Specifically, the No-Action Letter prohibits firms from either being in the business of, or engaging in, purchases or sales of public companies, and creates an issue as to whether it even can be in the business of purchasing or selling, or can engage in the purchase or sale of, subsidiaries (or more likely material subsidiaries) of public companies, or at least subsidiaries (or more likely material subsidiaries) of companies registered under Section 15(d) of the Exchange Act.
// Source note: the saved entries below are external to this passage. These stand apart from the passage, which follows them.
PR #589, opened 2022-02-16
sql/mysql: rename collation attribute to collate

a8m:
`collate` is shorter and also used by MySQL/PostgreSQL

### DIFF
--- a/sql/mysql/sqlspec.go
+++ b/sql/mysql/sqlspec.go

While the No-Action Letter makes no mention of subsidiaries, it would seem potentially contrary to the intent of the staff of the SEC to have the No-Action Letter apply, for example, to subsidiaries that comprise a majority or even a material portion of the assets or business of the public company on a consolidated basis, much less if it was substantially all of its business. Perhaps an additional no-action letter will be issued by the staff that clarifies the issue as to subsidiaries, perhaps based on their materiality to the public company. Furthermore, the No-Action Letter only applies in the case of control transactions and the buyer must “actively operate” the acquired company, although the letter does provide substantial leeway as to establishing “control” and “actively operating.” The following provisions of the No-Action Letter demonstrate the basis for these concerns:

  • The company being purchased must be a “privately-held company,” defined for this purpose as a company that does not have a class of securities registered under Section 12 of the Exchange Act or “with respect to which” the company files or is required to file reports under Section 15(d) of the Exchange Act. Neither the No-Action Letter, nor the letter requesting relief upon which it is based, refer to subsidiaries of public companies. Therefore, it is arguable that even a material subsidiary (as versus a division) of a publicly-traded entity (even under 15(d)) is a privately-held company. However, it may be that since even a subsidiary is generally covered by the reports filed under the Exchange Act, if nothing else as part of the consolidated financial statements, even the subsidiary is therefore not a privately-held company. However, with the possible exception of material subsidiaries, the author hereof does not understand this to be the intent of the staff.
  • While step transactions are permissible, the buyer has to have control from day one and cannot be a passive investor.
  • To be an M&A Broker, the firm itself must be “engaged in the business of effecting securities transactions solely in connection with ... privately-held companies ....”

Since the No-Action Letter requires that to be an M&A Broker a person must engage in transactions solely involving privately-held companies and per the terms of the letter, failure to comply as to even one transaction appears to mean that the firm should have been registered as a broker-dealer when it engaged in all transactions (or perhaps at least those occurring then and thereafter). It should be noted though that companies not registered under the Exchange Act, but registered under the laws of a foreign jurisdiction, should qualify as “privately-held” for purposes of the No-Action Letter.

In light of the foregoing, the No-Action letter provides meaningful comfort for firms engaged in only sell side engagements for neither public companies nor their material subsidiaries so long as any deal is a control transaction. However, the No-Action letter does not fully resolve uncertainties as to whether sell side engagements can be undertaken with respect to material subsidiaries of public companies. The No-Action Letter also will make it difficult for firms to undertake buy-side search engagements in light of the possibility of the desired target being a public company or perhaps a subsidiary of a public company. Finally, in accepting an engagement on either side the firm must be confident that any transaction will result in an acquisition of control (as defined in the letter).